OpenELA compatibility toolset helps Linux distros reduce testing costs 

OpenELA has announced ELValidated, a verification and interoperability suite for Enterprise Linux operating systems. 

This gives developers the ability to verify the compatibility of their Enterprise Linux distributions. 

It’s a compatibility that enables software and hardware vendors to reduce testing costs, resource commitments and risk while giving end-users more choice and confidence in using compatible versions, as well as more flexibility in their Enterprise Linux distribution options.

ELValidated is an open source toolkit which uses industry-standardised technology to validate the binary interface of libraries in a given operating system.

The tool checks the Application Binary Interfaces (ABI) for critical libraries and packages against published ABIs hosted by the OpenELA organisation and Enterprise Linux vendors whose distributions meet this standard can be confident that their distributions are binary compatible with the Enterprise Linux standard. 

This standard can also be used by software application vendors: vendors whose software is supported on environments that meet the OpenELA Compatibility Standard can be confident that their applications will run on any compatible Enterprise Linux distribution.

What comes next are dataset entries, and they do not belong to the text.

PR #601, opened 2015-07-12
Cleanup messages.properties

ler0y:
As a continuation of the work Nadahar already did:
https://github.com/Nadahar/UniversalMediaServer/commit/814fa1f0a5f7d641a3d734037520cfab169661dc

I have checked all the labels in messages.properties whether they are still in use in the code, and deleted the unused.

PR #611, opened 2015-07-23
Polish language update

K4r0lSz:
Polish language updated from english scratch.
Currently all lines translated without polish letters.
Next step will be including polish letters, projected delivery date week 34 of 2015.


Nadahar:
@K4r0lSz Great job, only too bad that #601 hasn't been merged yet - it removes about 50 of the english lines that's no longer in use.

Regarding the special characters, it might be that you know this already, but if you use Eclipse and e.g. download the additional [Properties Editor] (http://marketplace.eclipse.org/content/properties-editor) you can just write or paste a document with the unicode characters in it, and the plugin will convert to and from escaped unicode codes transparantly. That means that the file you save will be correctly coded.

ExSport:
Or without Eclipse:
http://www.universalmediaserver.com/forum/viewtopic.php?f=13&p=17415#p17398

K4r0lSz:
Yeap, I know from UMS forum, but first I'd use WinMerge to work PL EN side-by-side.
I'll put PL chars in coming weeks.
Currently checked length and fixed some too long strings.

SubJunk:
Thanks!

PR #612, opened 2015-07-23
Flash video adpcm parse error

ler0y:
Flash video with ADPCM audio are wrongly parsed as LPCM.
This commit fix this but maybe breaks something else.
Please verify this change because I am not a skilled coder :)

Test files:
http://samples.mplayerhq.hu/FLV/flash_flv_adpcm_testfiles/

### DIFF
--- a/src/main/java/net/pms/dlna/LibMediaInfoParser.java
+++ b/src/main/java/net/pms/dlna/LibMediaInfoParser.java
@@ -489,7 +489,7 @@ public class LibMediaInfoParser {
 			format = FormatConfiguration.AAC_HE;
 		} else if (value.startsWith("adpcm")) {
 			format = FormatConfiguration.ADPCM;
-		} else if (value.equals("pcm") || (value.equals("1") && (audio.getCodecA() == null || !audio.getCodecA().equals(FormatConfiguration.DTS)))) {
+		} else if (value.equals("pcm") || (value.equals("1") && (audio.getCodecA() == null))) {
 			format = FormatConfiguration.LPCM;
 		} else if (value.equals("alac")) {
 			format = FormatConfiguration.ALAC;


Sami32:
@Nadahar Any idea on that ?

I tried with your latest audio improvement, still i don't understannd how is handled FLV...

Nadahar:
@Sami32 My audio format commits shouldn't impact FLV handling as FLV is video.

What @ler0y removed seems like a bug in any case - what a strange idea to assume that something is LPCM if it *isn'* DTS.

Trying to track this down, it originates from 2cd57ec4a0ed1df3379ad92b0d942265161e5b7b. It's quite old so a lot has changed since then, but IMO the real problem is this whole approach to parsing format from MediaInfo. It's as good as impossible to know the impact of changing things here, in this case we need to know what situation the original author tried to match (as the match needs to be narrowed but still match what it was intended to). I don't know a way to figure that out...

Sami32:
@Nadahar I does ;) as i'm working on a PR with some audio fixes, and i added a FlashAudio class.

I'm wondering why it was done this was as well !

Nadahar:
@Sami32 It makes absolutely no sense to me, and it really needs a refactoring. The most important thing would be to parse the different parameters at the same time, not in sequence **using the same parsing code**. It's completely insane imo.

If the parsing was done with all parameters at the same time, you would have much more control over the combination of values you were trying to match.

But, as this code is critical to the operation of UMS I don't know if anyone dares to touch it. Trying to refactor ```getFormat()``` (even the name is wrong) would without a doubt break a whole lot of things because the information about all the cases currently being handled by the code isn't documented anywhere, and is impossible to read from the code. It would probably need beta testing and a lot of follow-up tweaks to get things right. At the same time, the current code is a constant source of bugs...

Sami32:
Good idea ! i didn't even think of that.

But as you know my low level skill, for now i'll just add and patch ;)

2017-01-28 17:19 GMT+01:00 Nadar <notifications@github.com>:

Sami32:
@Nadahar Now i remember, i did fixed DTS in WAV detection some months ago.

Nadahar:
@Sami32 I don't quite follow you with how this ties together, but if you've tested it and it works I guess it's ok. The code in question is still highly likely to cause bugs AFAICS.

ler0y:
@Sami32 did you fixed this? imo the bug is still present in the latest UMS code..

stereo_11k.flv (sample Flash video from link see first message, with ADPCM audio)

debug.log gives:
Audio codec "lpcm" failed to match support line f:flv v:sor a:adpcm m:video/x-flv
Matched support line f:flv v:sor a:lpcm m:video/x-flv

Sami32:
@ler0y Yes, but it has not been merged.

Though you can build [some_AUDIO_fixes](https://github.com/UniversalMediaServer/UniversalMediaServer/compare/some_AUDIO_fixes)

ler0y:
@Sami32 Would it not be better to re-open this issue pull request until this issue is really resolved in the master branch?

SubJunk:
If this bug still exists, there should be an issue created for it, and if someone wants to make a better fix they can submit a new PR

PR #589, opened 2015-07-03
Encoding of xml predefined entities, Norwegian translation, new renderer profiles, audio formats ++

Nadahar:
**Notice**

This is not ready to merge, I just needed a place to discuss issues I have with this instead of posting comments and creating issues all around the place. 

**Preamble**

This is the first time I do a fork/pull request (I'm new to GitHub), and I've already realized that I've made some mistakes. The main problem is that this has grown to be a mixture of differnt things which makes is somewhat disorganized. In the future I will definitly create separate request for separate issues. That said, I do want to try to get this through as I've put quite a lot of effort into this.

It all started with me wanting to fix the xml predefined entities (xml encoding of "><&') for some renderers like my Onkyo TX-NR807. During that I found a couple other small things I thought needed improving. Then I figured I should re-do the Norwegian translation as it was so bad that it was hardly comprehensible, and so I retranslated everything, not only adding what was missing. As the existing renderer profile that was used on my Onkyo (Onkyo TX-NR717) didn't really work very well with my Onkyo (the only thing that would play was MP3), I wanted to add a better profile as well. Being slightly OCD, that led me to the conclution that I'd have to test every format Onkyo claimed to be compatible. That again led to a big overhaul of the audio formats as much was missing or interpreted wrong.

This is also the first time I'm coding Java, although I've used quite a few other languages before. Pascal is my primary language though, so there's a lot of unknowns here to me (Eclipse, dependencies, Maven, formatting +++).

Whether or not you wish to use my changes remains to be seen, but I hope atleast some of it is of interest. But, being new to the project, new to the language and new to the environment there's a lot of things that's unclear or unknown to me, so navigating this all has been somewhat difficult and I will just have to excuse if I've done some newbie mistakes. I certainly have tried my best to verify things, but sometimes I just can't seem to figure things out (as you've seen by my postings around here).

**Main**

These are the issues I have at the moment:

* While trying to build UMS, it fails a test: ``` org.junit.ComparisonFailure: "test.wma" is expected to match expected:<[M4]A> but was:<[WM]A> ```. I do understand why that fails, as I have reworked a lot of the audio formats and updated extensions. What I don't understand is why "test.wma" is supposed to be recognized as M4A when it clearly isn't. Is this some kind of special PS3 trick, and if so, shouldn't it be handled elsewhere (limited to the PS3, not globally)? I understand the importance of testing for backwards compability, but does that mean you want to keep something that is plain wrong, or should I just adjust the test to expect WMA?

[...]

PR #613, opened 2015-07-23
Added opus extenstion

ler0y:
Ogg files with Opus audio and .opus extension were not used in UMS.
Now with the opus extension added, these files can be opened.

Test files:
http://xiph.org/~giles/2012/opus/

### DIFF
--- a/src/main/java/net/pms/formats/OGG.java
+++ b/src/main/java/net/pms/formats/OGG.java
@@ -53,6 +53,7 @@ public class OGG extends MP3 {
 			"mpc",
 			"ogg",
 			"oma",
+			"opus",
 			"ra",
 			"shn",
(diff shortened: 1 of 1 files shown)


Nadahar:
@ler0y I have already added a lot of audio formats, including opus and adts in #589. I have also restructured the audio formats quite a bit, so audio recognition is much better in general. The problem was that the PL was too complex, so I'm working on dividing the PL into smaller pieces. The problem is that the different parts depend on eachother, so I have to make PL's in the right order and then wait for them to be merged before I do the next. Therefore the process can take some time, but I dare to say that once my audio format changes are merged, audio support will improve significantly.

Nadahar:
Closing as this is covered in #735

PR #617, opened 2015-07-25
Audio Selection: More Options and all Album sorts by Track

Executioner0:
There is also a change in here commenting out -nosync for ISO container as it caused Audio sync problems when I finally got DVD ISO playing working on my PS3 (PS3 won't play converted ISO with vrc_buf_size=7000, fails with unsupported data).

[Review on Reviewable](https://reviewable.io/reviews/universalmediaserver/universalmediaserver/617)

PR #615, opened 2015-07-23
Synced other language files with messages.properties

Nadahar:
This is based on 468b0f372d6507137115cfab742e8b2ea5ea0bda (#601). 2b28c3c89b7077f9ccff9f2483dfbf21cf370dc3 (#614) and 23d45fc3367068f282887b4cbbe5179cdf02724f (#611) are also merged and manually synced (that is, the same lines are deleted).

@SubJunk I think it's important to merge this before some more translations are done, as it's getting hard to keep track of.

Unfortunately the diffs are pretty much useless because my eclipse language file editor has rearranged the labels in alphabetical order. Because of that, most of the files shows as changed, but I've only deleted the same lines that was removed in 468b0f372d6507137115cfab742e8b2ea5ea0bda. Once I discovered this, I opened and resaved all language files so that as of this PR they are all sorted the same. That was far from the case, and I figured that it only makes things easier in the future.

@K4r0lSz You should use this version when you insert the polish characters - because this file has about 50 lines less.

PR #622, opened 2015-07-27
Audio Selection: More Options and all Album sorts by Track *rebased*

Nadahar:
I did a rebase of #617 where I removed the google translations as they caused all kind og merge problems because of the recent language cleanup (#601 & #615). In addition I don't believe google translatation is a good idea, as it often is completely off.

[Review on Reviewable](https://reviewable.io/reviews/universalmediaserver/universalmediaserver/622)


Executioner0:
Thanks @Nadahar, does that mean this is now merged? Is there some way I can (or do I have to) delete my previous Pull Request?

Nadahar:
@Executioner0 No, it's not merged until this (#622) is marked as merged. You can close your request anytime you want on the bottom to the left of the "Comment" button, but I'd let it stay open until a merge is done.

Nadahar:
This PR haven't gotten much attention, the things in here might be worth a look. The change in ```MEncoderVideo``` is particularly interesting as I've read about synchronization issues in the forum that could be caused by this. Any idea why it's there in the first place?

Also, the sorting of the categories in the media library isn't something that usually gets much attention, and it looks to me to be for the better. The fact that it's still mergable after this time, speaks to how seldom this code is touched.

I'm going to fast forward the branch so it can be tested with the current incarnation of UMS.

SubJunk:
@Nadahar I think I get notified when you tag the developers group so no need to tag me separately :)

I don't get sync issues with MEncoder anymore, but then we should hardly be using it anymore. We used to have to use special sauce parameters to get it to work perfectly but over time it became more stable. DVD playback is and has always been occasionally troublesome but mostly works.

The PR looks okay, nice and simple. If it's tested it can be merged

Nadahar:
@SubJunk I haven't tested it, but I can look at it. It's not long since I read on the support forum about missinc sync and DVD ISO.

About the tagging, I'm not so sure. I started doing that because you didn't seem to notice when I only tagged the dev group, and when I look at its members you're not in it. Can't you just add yourself to the group, and I can really stop?

SubJunk:
I get notified about every post on this org regardless of who gets tagged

SuSE: Pumping providers’ prospective pools

ISVs, IHVs and Linux developers benefit from ELValidated by gaining validation and assurance that their applications can run across all Linux distributions without any modifications or recompilations. 

“As organisations’ IT environments become more diverse, they are increasingly prioritising flexibility and choice in their Enterprise Linux distribution options,” said Brent Schroeder, head of the office of the CTO, SUSE and member of the board, OpenELA. “ELValidated gives ISVs greater confidence that their applications are compatible across all releases while also benefiting Enterprise Linux distribution providers by assuring their customers that distributions are compatible across all Enterprise Linux environments. This delivers the double benefit of expanding ISV and distribution providers’ prospective customer pools while giving Enterprise Linux users more choice than ever in the distributions available to their organisations.” 

Greg Marsden, senior vice president of Linux development, Oracle and member of the board, OpenELA says that the introduction of ELValidated marks one of OpenELA’s initial goals: to set the standard for Enterprise Linux distributions and give users full confidence in their choice of a distribution.

“For years, we’ve had general standards for Linux like the LSB, but there’s never been a clear, open and repeatable way to define and validate strict compatibility specifically for Enterprise Linux,” said Gregory Kurtzer, CEO and founder, CIQ and member of the board, OpenELA. 

Kurtzer is also the creator of Rocky Linux. 

He continues his commentary by saying that this deficit in open clearness has made life difficult for vendors and end users alike i.e without a concrete definition of compatibility, there’s always been a degree of uncertainty. 

“CentOS once filled that gap by acting as a common reference, but with its shift away from that role, the industry has been missing a trusted, shared foundation. That’s what makes [this] announcement so exciting,” said Kurtzer.

ELValidated can be used by organisations to validate changes to existing releases and compatibility between releases, helping verify that features added to a given operating system haven’t broken compatibility with earlier versions. With ELValidated, organisations and developers can increase their scope of support without increasing the testing costs and resources necessary for each Linux distribution.